A scheme to generate random variates distributed uniformly in $S^2=\{x\in \mathbb{R}^n \mid \|x\|_2=1\}$ is well known: generate a standard normal variate in $\mathbb{R}^n$ and normalize it to unit norm.
Is there a similarly simple and clever procedure to simulate uniformly distributed variates on the $1$-ball $S^1=\{x \in \mathbb{R}^n \mid \|x\|_1=1\}$?
On
Does the following work? (read the comment of joriki to convince yourself that the algorithm works --- thanks joriki)
Cut a line of length 1 into $n$ parts. Mathematically, throw $n-1$ random numbers between uniform between 0 and 1. Sort them to obtain $\mathbf{s}=(0,s_1, \dots, s_{n-1},1)$ with $s_i \leq s_j$; $\forall i <j$.
Take the point $\mathbf{x}= \left[\sigma_1(s_1- s_0), \sigma_2(s_2 - s_1), \dots, \sigma_n(s_n - s_{n-1})\right] \in S^1$. Here, $\sigma_i = \pm 1$ are randomly choosen. It is quite clear that $\mathbf{x}$ is on the unit sphere. The question remains: is it uniform on the sphere?
On
Here's the method I proposed in the comment. Pick a random point $(x_1,\ldots,x_{n-1})$ from the $n-1$-dimensional hypercube. (This amounts to choosing $n-1$ real numbers uniformly in $[0,1]$)

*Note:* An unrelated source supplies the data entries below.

PR #5710, opened 2023-07-18
raidboss: remove bad DE Peridialogos translation

xiashtra:
Reported by user on Discord that the German translation for P12S Peridialogos trigger was backwards.  This removes the bad translation for now.


quisquous:
Fixed by #5709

Now, if $\sum_{i=1}^{n} x_i \geq 1$ throw the point out and start again, if not keep it.
Transform the point using the following affine map:
$$f:\mathbb{R}^{n-1}\to\mathbb{R}^{n}: (x_1,\ldots,x_{n-1}) \mapsto (x_1,\ldots,x_{n-1},1-\sum_{i=1}^{n} x_i) \; .$$
Now, similarly to what Fabian does, select $n$ signs $\sigma_i=\pm 1$ randomly and multiply each component of the vector you obtained by these signs.
As pointed out already by joriki and Gerben, for high dimensions, this method is very wasteful since a fraction $\frac{(n-1)!-1}{(n-1)!}$ points will have to be thrown out.
Flip $n$ fair coins to pick an orthant—that is, to pick the signs of the coordinates of the point you are choosing. Now pick a point uniformly in the standard simplex, and flip the signs of its coordinates according to what the coins told you.